### [Work instructions]
Copy each line of the data below in which the word "externalId" can be found.

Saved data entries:
○ ○ ○ ○ ○ ○ ○
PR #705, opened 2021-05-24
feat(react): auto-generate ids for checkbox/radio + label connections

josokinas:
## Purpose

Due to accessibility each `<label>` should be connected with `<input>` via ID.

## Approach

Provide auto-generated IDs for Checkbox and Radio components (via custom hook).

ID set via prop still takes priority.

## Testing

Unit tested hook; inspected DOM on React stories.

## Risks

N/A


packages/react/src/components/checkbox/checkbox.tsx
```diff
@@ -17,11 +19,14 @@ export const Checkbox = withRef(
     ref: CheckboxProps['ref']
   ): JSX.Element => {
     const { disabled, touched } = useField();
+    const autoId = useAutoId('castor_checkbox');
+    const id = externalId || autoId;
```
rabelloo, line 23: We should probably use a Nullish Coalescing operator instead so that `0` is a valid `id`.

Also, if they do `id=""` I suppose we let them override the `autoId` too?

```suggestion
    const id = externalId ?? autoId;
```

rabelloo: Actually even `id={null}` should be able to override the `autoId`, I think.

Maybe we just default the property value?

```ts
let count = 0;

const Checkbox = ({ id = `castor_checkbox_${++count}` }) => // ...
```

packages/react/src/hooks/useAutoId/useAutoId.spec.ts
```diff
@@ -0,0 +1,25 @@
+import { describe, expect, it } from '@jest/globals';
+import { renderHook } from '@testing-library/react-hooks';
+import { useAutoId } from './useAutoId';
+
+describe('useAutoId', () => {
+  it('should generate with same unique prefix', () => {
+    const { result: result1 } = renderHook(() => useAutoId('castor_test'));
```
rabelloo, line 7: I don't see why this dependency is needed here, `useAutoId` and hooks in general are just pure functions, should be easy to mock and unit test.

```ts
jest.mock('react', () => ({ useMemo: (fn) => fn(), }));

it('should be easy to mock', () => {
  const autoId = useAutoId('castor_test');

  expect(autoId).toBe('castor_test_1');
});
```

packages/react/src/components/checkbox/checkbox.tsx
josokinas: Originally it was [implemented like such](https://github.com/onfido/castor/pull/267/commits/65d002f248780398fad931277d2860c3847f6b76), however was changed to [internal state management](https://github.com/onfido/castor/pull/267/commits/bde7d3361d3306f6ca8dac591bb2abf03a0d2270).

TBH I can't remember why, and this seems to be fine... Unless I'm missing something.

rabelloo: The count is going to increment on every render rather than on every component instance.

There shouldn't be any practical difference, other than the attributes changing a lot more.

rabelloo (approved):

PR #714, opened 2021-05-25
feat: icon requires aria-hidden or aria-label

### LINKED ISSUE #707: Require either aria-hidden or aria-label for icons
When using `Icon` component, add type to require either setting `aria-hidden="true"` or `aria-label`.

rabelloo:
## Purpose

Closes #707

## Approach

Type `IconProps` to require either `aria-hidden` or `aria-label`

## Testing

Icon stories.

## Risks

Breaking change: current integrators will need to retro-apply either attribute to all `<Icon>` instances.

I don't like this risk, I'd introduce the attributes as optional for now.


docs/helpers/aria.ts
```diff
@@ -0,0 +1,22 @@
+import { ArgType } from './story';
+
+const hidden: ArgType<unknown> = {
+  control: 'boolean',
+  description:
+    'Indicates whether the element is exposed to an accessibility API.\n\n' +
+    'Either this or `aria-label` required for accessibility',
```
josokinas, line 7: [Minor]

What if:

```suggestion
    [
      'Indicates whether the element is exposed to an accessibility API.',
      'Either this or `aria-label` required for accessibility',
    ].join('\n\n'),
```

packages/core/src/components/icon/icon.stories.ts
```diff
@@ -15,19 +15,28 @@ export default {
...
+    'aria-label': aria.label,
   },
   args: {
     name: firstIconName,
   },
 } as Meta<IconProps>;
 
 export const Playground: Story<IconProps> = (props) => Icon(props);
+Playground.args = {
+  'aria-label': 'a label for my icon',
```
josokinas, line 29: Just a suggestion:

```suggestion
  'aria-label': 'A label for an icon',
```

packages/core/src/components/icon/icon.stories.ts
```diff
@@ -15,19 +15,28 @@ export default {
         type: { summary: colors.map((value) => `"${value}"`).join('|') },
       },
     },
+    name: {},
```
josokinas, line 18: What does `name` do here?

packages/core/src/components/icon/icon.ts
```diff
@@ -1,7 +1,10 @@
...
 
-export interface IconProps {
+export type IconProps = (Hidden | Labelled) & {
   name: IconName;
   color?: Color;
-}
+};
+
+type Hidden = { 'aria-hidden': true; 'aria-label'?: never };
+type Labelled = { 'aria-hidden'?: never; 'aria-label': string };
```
○ ○ ○ ○ ○ ○ ○
### [Answer section]
+    const id = externalId || autoId;
    const id = externalId ?? autoId;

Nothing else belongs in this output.